7-(3-chlorine-isoxazole-5-base)-and acetylaminohydroxyphenylarsonic acid 3-(1-methyl isophthalic acid H-1,2,3,4-tetrazolium-5-yl)-anti-microbial activity of thiomethyl-cephalo-3-alkene-4-carboxylic acid illustrates by its MIC value.Test this compound with some experiment microorganisms, and, will the results are summarized in the table I with the medicine that can obtain from the market thing for referencial use.(seeing Table I)
Absorption test discloses surprisingly: the compound with structure formula I is (according to its MIC value, it can be regarded as the cephalosporins derivatives of the s-generation) different with other antibiotic of this class, demonstrate an absorptive index, this index makes this compound can be used for being suitable in the preparation of pharmaceutical composition for oral administration.These structures are listed in the table II.(seeing Table II)

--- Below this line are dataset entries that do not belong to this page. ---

PR #358, opened 2017-09-01
New: Separate create and view permissions for annotations

pramodsum:
Enables annotations to be shown in a view-only setting with the correct scopes

Annotations permissions will be as follows:
- can_annotate - whether a user can add any new annotations
- can_view_annotations_all - whether a user can view all annotations
- can_view_annotations_self - whether a user can view their own annotations (The API should return only the current user's annotations for this scope)

### DIFF
--- a/src/lib/annotations/Annotator.js
+++ b/src/lib/annotations/Annotator.js
@@ -52,7 +52,6 @@ class Annotator extends EventEmitter {
     constructor(data) {
         super();
 
-        this.canAnnotate = data.canAnnotate;
         this.container = data.container;
         this.options = data.options;
         this.fileVersionId = data.fileVersionId;
@@ -65,6 +64,14 @@ class Annotator extends EventEmitter {
 
         const { CONTROLLERS } = this.options.annotator || {};
         this.modeControllers = CONTROLLERS || {};
+
+        // Get annotation permissions
+        const permissions = data.options.permissions || {};
+        this.permissions = {
+            canAnnotate: permissions.can_annotate || false,
+            canViewAllAnnotations: permissions.can_view_annotations_all || false,
+            canViewOwnAnnotations: permissions.can_view_annotations_self || false
+        };
     }
 
     /**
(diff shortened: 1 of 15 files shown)


src/lib/annotations/Annotator.js
```diff
@@ -162,7 +168,7 @@ class Annotator extends EventEmitter {
      */
     showModeAnnotateButton(currentMode) {
         const mode = this.modeButtons[currentMode];
-        if (!mode || !this.isModeAnnotatable(currentMode)) {
+        if (!mode || !this.permissions.canAnnotate || !this.isModeAnnotatable(currentMode)) {
```
pramodsum: Ensures button to create point/draw annotations does not display

src/lib/annotations/Annotator.js
```diff
@@ -534,12 +540,20 @@ class Annotator extends EventEmitter {
     fetchAnnotations() {
         this.threads = {};
 
+        // Do not load any pre-existing annotations if the user does not have
+        // the correct permissions
+        if (!this.permissions.canViewAllAnnotations || !this.permissions.canViewOwnAnnotations) {
```
pramodsum: Does not fetch any annotations if the user cannot view any/their own annotations

src/lib/annotations/doc/DocHighlightDialog.js
```diff
@@ -293,9 +293,12 @@ class DocHighlightDialog extends AnnotationDialog {
             ]);
             annotatorUtil.showElement(highlightLabelEl);
 
-            // Hide delete button on plain highlights if user doesn't have
-            // permissions
-            if (annotations[0].permissions && !annotations[0].permissions.can_delete) {
+            if (!this.canAnnotate) {
```
pramodsum: Hides buttons in the plain highlight dialog if the user does not have `can_annotate` permissions

pramodsum:
Tests coming soon!

PR #359, opened 2017-09-01
Update: Allow passed in collections to be of file objects

priyajeet:
Allows tokens to be null or undefined. Useful when the passed in file or collection has well formed file objects. This is for offline use case or the use case where the parent project (like ContentExplorer UI Element) has already made the call.

Also changes the token getter to pass in typed ids for files and handle cases when typed ids are returned from the token service to make it consistent with other UI Elements. Since all the UI elements can either be requesting `folder` or `file` ids, the token service needs to know what type of id we are sending it, as such either `file_` or `folder_` is prefixed to all the ids. Likewise the token service can/will return typed ids after fetching tokens. So it needs to be mapped back to what preview wants.

### DIFF
--- a/src/lib/Preview.js
+++ b/src/lib/Preview.js
@@ -155,12 +155,19 @@ class Preview extends EventEmitter {
      * @return {void}
      */
     show(fileIdOrFile, token, options = {}) {
-        // Save a reference to the options to be used later
-        if (typeof token === 'string' || typeof token === 'function') {
+        // Save a reference to the options to be re-used later.
+        // Token should either be a function or a string.
+        // Token can also be null or undefined for offline use case.
+        // But it cannot be a random object.
+        if (token === null || typeof token !== 'object') {
             this.previewOptions = Object.assign({}, options, { token });
         } else {
-            throw new Error('Missing access token!');
+            throw new Error('Bad access token!');
         }
+
+        // Update the optional file navigation collection and caches
+        // if proper valid file objects were passed in.
+        this.updateCollection(options.collection);
 
         // Load the preview
         this.load(fileIdOrFile);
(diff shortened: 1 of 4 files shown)


priyajeet:
Still fixing tests

src/lib/Preview.js
```diff
@@ -155,13 +155,20 @@ class Preview extends EventEmitter {
...
-        if (typeof token === 'string' || typeof token === 'function') {
+        // Save a reference to the options to be re-used later.
+        // Token should either be a function or a string.
+        // Token can also be null or undefined for offline use case.
+        // But it cannot be a random object.
+        if (token === null || typeof token !== 'object') {
             this.previewOptions = Object.assign({}, options, { token });
         } else {
-            throw new Error('Missing access token!');
+            throw new Error('Bad access token!');
```
JustinHoldstock: Should this be a translated string?

src/lib/Preview.js
```diff
@@ -187,16 +194,41 @@ class Preview extends EventEmitter {
...
+        fileOrIds.forEach((fileOrId) => {
+            if (fileOrId && typeof fileOrId === 'string') {
+                // String id found in the collection
+                fileIds.push(fileOrId);
+            } else if (fileOrId && typeof fileOrId === 'object' && typeof fileOrId.id === 'string') {
+                // Possible well-formed file object found in the collection
+                fileIds.push(fileOrId.id);
+                files.push(fileOrId);
+            } else {
+                throw new Error('Bad collection provided!');
```
JustinHoldstock: Translated string?

src/lib/tokens.js
```diff
@@ -1,19 +1,46 @@
 // Create an error to throw if needed
-const error = new Error('Missing Auth Token!');
+const error = new Error('Bad Auth Token!');
```
JustinHoldstock: Another translated string

JustinHoldstock: Also, I can't say I've ever seen anyone reuse an Error Object. Should there be any gotchas with that?

PR #362, opened 2017-09-02
Feature: drawingSelectionUI

MinhHNguyen:
- Select saved drawings
- Pop up dialog and position dialog in drawing mode
- Dialog implementation is in a separate PR


src/lib/annotations/doc/DocAnnotator.js
```diff
@@ -454,6 +454,10 @@ class DocAnnotator extends Annotator {
     bindDOMListeners() {
         super.bindDOMListeners();
 
+        if (!this.permissions.canAnnotate) {
```
pramodsum: double check that this doesn't block triggering highlight annotations

src/lib/annotations/doc/DocAnnotator.js
```diff
@@ -485,6 +489,12 @@ class DocAnnotator extends Annotator {
             this.highlightThrottleHandle = null;
         }
 
+        if (!this.permissions.canAnnotate) {
```
pramodsum: same as above

src/lib/annotations/doc/DocDrawingDialog.js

Absorptive index=(oral median effective dose (milligram/kilogram))/((mouse is oral) subcutaneous injection median effective dose (milligram/kilogram))
Acute toxinology experiment shows that in the peculiar acute dose of beta-lactam, this compound with structure formula I is nontoxic.The peritoneal injection of 2500 milligrams/kilogram (body weight) or oral administration dosage all can not kill any mouse.
LD 50(medium lethal dose)=2500 milligram/kg body weight.
In order to determine that structural formula is the absorptivity of the compound of (I), also carried out pharmacokinetics test.This test is that the mouse in the CFLP kind carries out in the mode of peritoneal injection and oral administration on one's body.The aqueous solution with the structure formula I compound of proper concn is handled 20 mouse simultaneously.Dosage: when peritoneal injection dosage standard is 20 milligrams/kilogram (body weight), get concentration and be 0.1 milliliter of the solution of 4 mg/ml; When oral administration dosage standard is 80 milligrams/kilogram (body weight), get concentration and be 0.4 milliliter of the solution of 4 mg/ml.The mean body weight of mouse is 20 grams.Method bloodletting (utilization adds heparin and prevents Trostin M) at preset time utilization broken end.
(microorganism is used in test: Bacillus subtilus ATCC 6633) to have measured the content of active ingredient in the blood with method of microorganism.It the results are summarized in the table III.
The table III
A) peritoneal injection administration (20 milligrams/kg body weight)
Time (hour) the interior active component content (mg/litre) of blood
0.15 1.23
0.30 2.6
0.45 1.23
1 0
B) oral administration (80 milligrams/kg body weight)
Time (hour) the interior active component content (mg/litre) of blood
0.15 0.35
0.30 0.70
0.45 0.58
1 0.46
1.5 0.22
2 0
Beagle has also been carried out the absorption test of structure formula I compound.Test compound is that (consumption is 20 a milligrams/kg body weight during administered intramuscular by oral and administered intramuscular; Consumption is 80 a milligrams/kg body weight during oral administration).Test is Bacillus subtilus ATCC 6633 with microorganism.Adopt vein to extract and obtain blood.The results are shown in the table IV.
The table IV
A) administered intramuscular (20 milligrams/kg body weight)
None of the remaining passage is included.